Sabía que la fuerza en el puño de Jian Chen no era débil por ningún medio. Por lo tanto, el Santo Reverendo inmediatamente sacó su Fuerza Santa de su cuerpo para rodear su propia mano derecha. Con una cantidad tan tremenda de Fuerza Santa reunida, la luz, que se reflejaba en su entorno, parecía como si fuera espacio deformación. A partir de esto, se podía ver cuánto poder estaba contenido en el puño de San Ruler.
Su fuerza era notablemente unas cuantas muescas más altas que la fuerza de Jiede Tai.
«¡Explosión!»
Los puños se estrellaron unos contra otros con una explosión de trueno. El espacio alrededor de la zona de impacto tembló como una tremenda onda de choque ondulada con la fuerza de un volcán en erupción. Como una tormenta devastadora que devasta el área, el entorno alrededor de Jian Chen y el Santo Gobernante fue inmediatamente desgarrado sin piedad. Justo en el epicentro, varias grietas se podían ver en el espacio allí, lentamente comenzando a curarse sobre sí mismo.
Los dos combatientes quedaron oscurecidos por la lluvia de sus huelgas, por lo que ninguno de los espectadores pudo ver lo que estaba sucediendo en su interior. Todo lo que podían sentir era que la tierra bajo ellos temblaba violentamente, amenazando con separarse como pedazos de piedra cayó de los acantilados del valle. Cuando cayeron al suelo, resonó un fuerte eco en todo el valle.
Para el grupo, era desconocido justo cuando Jiede Tai se había levantado de su asiento, pero su anciana figura podía ser vista levantándose delante de todos los demás con sus dos manos frente a él. Apenas apenas, se podía ver una barrera transparente protegiendo a Ming Dong y al resto del grupo de las consecuencias.
Mucho antes de la batalla, Jian Chen mandó a Jiede Tai proteger la seguridad del grupo a toda costa. De este modo, Jiede Tai tuvo que renunciar a su dignidad de Santo Gobernante para proteger personalmente a los meros Maestros de la Tierra Santa, e incluso a los que no lo eran, con sus propias manos.
Ya no había ningún motivo para estar de pie bajo los pies del grupo.

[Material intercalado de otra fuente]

PR #253, opened 2020-11-10
Hotfix/apply override solution date

red-tt-bear:


src/extensions/array-extension.ts
```diff
@@ -10,3 +11,11 @@ Array.prototype.asyncForEach = function <T>(callbackfn: (value: T, index: number
     });
     return Promise.all(promises);
 };
+
+Object.defineProperty(Array.prototype, 'first', {
+    get(this: Array<unknown>) {
+        return this[0];
```
PanopticaRising, line 17: Should this do some safety checking, like, returning null if len = 0?

PanopticaRising (approved):

src/extensions/array-extension.ts
red-tt-bear: ```[][0]``` returns undefined, no need to check as long as long as the array is defined

red-tt-bear: The interface says it can be undefined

Con la lluvia destruyendo completamente el lugar, sólo la mesa que habían colocado allí quedó ilesa, debido a la barrera. Si no fuera por esta barrera, el grupo se habría caído.
Tanto si se trataba de los Maestros de los Santos del Cielo de los Mercenarios de la Llama o de la Secta del Dragón y del Tigre, ambos bandos se vieron golpeados por un bucle, y algunos de ellos perdieron temporalmente la habilidad de tomar vuelo. Asustados, ambos lados se retiraron aún más lejos para evitar una repetición. Esta energía era completamente diferente que cuando dos Habilidades de Batalla de Nivel de Cielo chocaron, tratando de resistirlo sería temerario incluso para ellos.
Formar otra barrera entre sus manos, Jiede Tai envolvió al grupo y los elevó a un pico cercano a varios kilómetros de distancia.
Los ojos de Dugu Feng y Ming Dong estaban pegados a la vista de la barrera, y ambos estaban aturdidos en la cara.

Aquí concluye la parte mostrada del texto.